神様と王家が契約していて、直接会話できる!
しかも、私が神の愛し子である!
ウーム、何と言って良いものか…。
感情的に慣れようが無いとでも申しましょうか…。
特に愛し子ってヤツ!
愛されキャラになったって事だよね?
前世と真逆なんだけどぉー!
ここで、疑問点を羅列してみよう!
私は、生まれた時から愛し子だったのだろうか?
私が転生者だから、愛し子になったのだろうか?
前世の記憶を取り戻したから、愛し子になったのだろうか?
前世の記憶を取り戻さなければ、愛し子だと知る事は無かったのではないのか?
あ、いや、名を賜ると分かっちゃうか!
初めてのVIP待遇に不慣れ感が満載で、気になる事だらけだなぁ。
気になると言えば、
愛し子だったと伝わる初代王も、転生者だったのではないのか?
そして、その事は一族に語り継がれている。
だから、一族の皆様が、私が転生者だ、と聞いた時あっさり受け入れた。
それなら、すごく納得できる。
と言うか、自分が納得したいだけなんだけどね。
この件に関しては、お父様と話さないと本当の事は判らない。
それまで待つしかないのかなぁ。
そういえば、一昨日、神殿に行った時、光の女神ルーチェンナは、
私の愛し子としての役目は、多くの人に愛されて天寿を全うする事だと言った。
それに、私が人生を楽しむ事が、六つ柱の大神を喜ばせるとも言ってたなぁ。
それらの事を思い出して、考え込んだ私の頭の中には、お爺様の声で
「神の愛に驕ってはならない」
と言うセリフがリフレインされていた。
扉をノックする音がして、誰かが寝室に入って来た。今日の朝当番は、オデットのようだ。今月いっぱいで結婚退職するので、心残りが無いようにと前にも増して一生懸命に仕えてくれる。
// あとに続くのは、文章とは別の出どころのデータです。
PR #86, opened 2025-02-10
Archive support

weswc:


src/fs.rs
weswc, line 1: `cargo fmt` change

src/cli/commands/sync.rs
```diff
@@ -132,20 +160,14 @@ fn install_package_from_repository(
...
-                    &pkg.version.original,
-                    pkg.path.as_deref(),
-                ),
-                &pkg_paths,
-                library_dir,
-                &pkg.name,
-            )?;
-        } else {
-            download_and_install_binary(&binary_url.unwrap(), &pkg_paths, library_dir, &pkg.name)?;
-        }
```
weswc, line 148: moved to function to better control if statement and logic exits

src/cli/commands/sync.rs
```diff
@@ -56,31 +57,58 @@ fn install_via_r(source: &Path, library_dir: &Path, binary_dir: &Path) -> Result
...
+        &pkg.name,
+        &pkg.version.original,
+        pkg.path.as_deref(),
+        r_version,
+        sysinfo,
+    );
+    if pkg.kind == PackageType::Binary && binary_url.is_some() {
+        match download_and_untar(&binary_url.unwrap(), &pkg_paths.binary) {
+            Err(e) => log::warn!("Failed to download/untar binary package: {e:?}"),
+            Ok(_) => return install_binary(pkg_paths, library_dir, &pkg.name),
```
weswc: download from install to better control what should result in further action vs what is a breaking error

src/cli/commands/sync.rs
```diff
@@ -56,31 +57,59 @@ fn install_via_r(source: &Path, library_dir: &Path, binary_dir: &Path) -> Result
...
+    repo_server: &RepoServer,
+    pkg: &ResolvedDependency,
+    r_version: &[u32; 2],
+    sysinfo: &SystemInfo,
+    pkg_paths: &PackagePaths,
     library_dir: &Path,
-    pkg_name: &str,
 ) -> Result<()> {
-    download_and_untar(&url, &paths.source)?;
+    // If kind is Binary and a potential binary url was found, try to download and install binary
```
Keats: Not a big fan of passing all the parameters instead of constructing everything beforehand.

Especially since I'm changing that function locally for the URL dependencies and I don't need/have stuff like r_version/sysinfo/pkg

PR #87, opened 2025-02-10
r-universe migration as git

weswc:


src/renv.rs
```diff
@@ -141,7 +140,26 @@ fn resolve_repository<'a>(
...
+    //     "Repository": "https://a2-ai.r-universe.dev",
+    //     "RemoteUrl": "https://github.com/a2-ai/dvs",
+    //     "RemoteSha": "02c7ca5614a1f94acb5f2770b11dede062b1de63",
+    //     "Requirements": [
+    //       "rlang"
+    //     ],
+    //     "Hash": "13b178e8a0308dede915de93018ab60a"
+    //   },
+    if let (Some(git), Some(sha)) = (&pkg_info.remote_url, &pkg_info.remote_sha) {
+        return Ok(Source::GitHub { git: git.to_string(), sha: sha.to_string() })
```
Keats: Is it only GH or do they have other Git sources?

weswc: https://ropensci.org/blog/2022/01/06/runiverse-renv/

They only mention GH, but I guess it could be others? I'll change the `Source` to be `Git` instead of `GitHub`

dpastoor: I think r-universe works completely off of GitHub, since you create a universe by expressing which GitHub repos to track and it starts to track and ingest them

weswc: https://ropensci.org/blog/2021/03/04/r-universe-buildsystem/#:~:text=It%20provides%20the%20exact%20state,university%20self%20hosted%20Git%20server.

> Note that the packages do not need to be hosted on GitHub themselves: they may live on any public Git server, e.g. Gitlab or a university self hosted Git server.

PR #101, opened 2025-02-15
fix broken behavior when binaries don't exist + adjust R 4.2 arm logi…

dpastoor:
it turns out arm 4.2 binaries do exist, eg we can see them at https://cran.r-project.org/bin/macosx/big-sur-arm64/contrib/4.2/PACKAGES. This also actually truly completes https://github.com/A2-ai/rv/issues/58 which I think i must not have completed that commit/logic in the PR to both handle the propogated response + not automatically return the result there on failure 🫠

### DIFF
--- a/src/repo_path.rs
+++ b/src/repo_path.rs
@@ -306,12 +306,24 @@ mod tests {
     }
 
     #[test]
-    fn test_mac_42_url() {
+    fn test_mac_41_url() {
         let sysinfo = SystemInfo::new(OsType::MacOs, Some("x86_64".to_string()), None, "");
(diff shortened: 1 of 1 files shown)


.vscode/settings.json
```diff
@@ -0,0 +1,5 @@
+{
```
dpastoor, line 1: i decided to commit this - we're getting other people trying this and this has been a consistent point of confusion of why intellisense disappears for "some" of the functionality, which is because the default rustanalyzer won't pick up feature-specific code on vscode. It should be innocuous for other IDE's.

PR #104, opened 2025-02-18
Activate/Deactivate

weswc:


src/cli/cache.rs
weswc, line 1: `cargo fmt` formatting

src/cli/commands/migrate.rs
weswc, line 1: `cargo fmt` formatting

src/cli/commands/sync.rs
weswc, line 1: `cargo fmt` formatting

src/cli/context.rs
weswc, line 1: `cargo fmt` formatting

src/activate.rs
```diff
@@ -0,0 +1,134 @@
...
+    let mut file = File::open(file_name).map_err(|e| ActivateError {
+        source: ActivateErrorKind::Io(e),
+    })?;
+    let mut content = String::new();
+    file.read_to_string(&mut content)
+        .map_err(|e| ActivateError {
+            source: ActivateErrorKind::Io(e),
+        })?;
+    Ok((content, file))
+}
```
Keats: You don't need all that, use fs_err instead

src/activate.rs
```diff
@@ -0,0 +1,134 @@
...
+    io::{Read, Write},
+    path::{Path, PathBuf},
+};
+
+use crate::consts::{GLOBAL_ACTIVATE_FILE_CONTENT, PROJECT_ACTIVATE_FILE_CONTENT};
+
+// constant file name and function to provide the R code string to source the file
+const ACTIVATE_FILE_NAME: &str = "rv/scripts/activate.R";
+fn source_activate_file_string() -> String {
+    format!(r#"source("{ACTIVATE_FILE_NAME}")"#)
```
Keats, line 13: Do we need that whole thing? Can we just search for `ACTIVATE_FILE_NAME`?

src/main.rs
```diff
@@ -41,6 +41,10 @@ pub enum Command {
         #[clap(subcommand)]
         subcommand: MigrateSubcommand,
     },
+    /// Activate a previously initialized rv project
+    Activate,
+    /// Deactivate an rv project
+    Deactivate,
```
Keats, line 52: What does it mean to activate/deactivate a project? Is it like activating a venv in python?

src/activate.rs
weswc: I went back and forth. We can search for `ACTIVATE_FILE_NAME` but we end up removing/adding the `source(...)` string enough I found it useful. Especially if we ever decide to add another line to the .Rprofile we can just add it to the function

src/main.rs
weswc: Very similar yeah. It boils down whether we're telling R that the packages are in the rv library or return to the default library paths (which is handled by base R, so we just need to not tell R where the library is)

PR #105, opened 2025-02-19
Allow local tarballs

### LINKED ISSUE #96: Local tarballs
Local support is currently only for directories. Not supporting source or binary tarballs

Keats:
Closes #96


src/fs.rs
```diff
@@ -102,3 +106,41 @@ pub(crate) fn mtime_recursive(folder: impl AsRef<Path>) -> Result<FileTime, std:
...
+            } else {
+                None
+            }
+        })
+        .next();
+
+    Ok(dir)
+}
+
+pub(crate) fn hash_file(path: impl AsRef<Path>) -> Result<String, std::io::Error> {
```
Keats, line 137: I'm not using that right now, but I'll very likely need it, to keep the sha in the lockfile at least. I'll remove it afterwards if not used but it's unlikely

前世で見てきた寿退職前のお嬢さん達は、浮かれ切っていて仕事が全く手につかない、といった風情の人ばかりだったように思う。
けれどオデットは違う。全くそんな事はない。
王族に仕えるという事は、貴族として最高の名誉であるらしい。最後まで、己の誇りにかけて手を抜くような事は決してしない、という気概がある。
本当に有難い事だよね。
オデットとイザベルには、私が疑問に思ったり、知りたいと思った事をテーマにして、よくお喋りをしてもらっている。情報の伝達という名のお喋りだ。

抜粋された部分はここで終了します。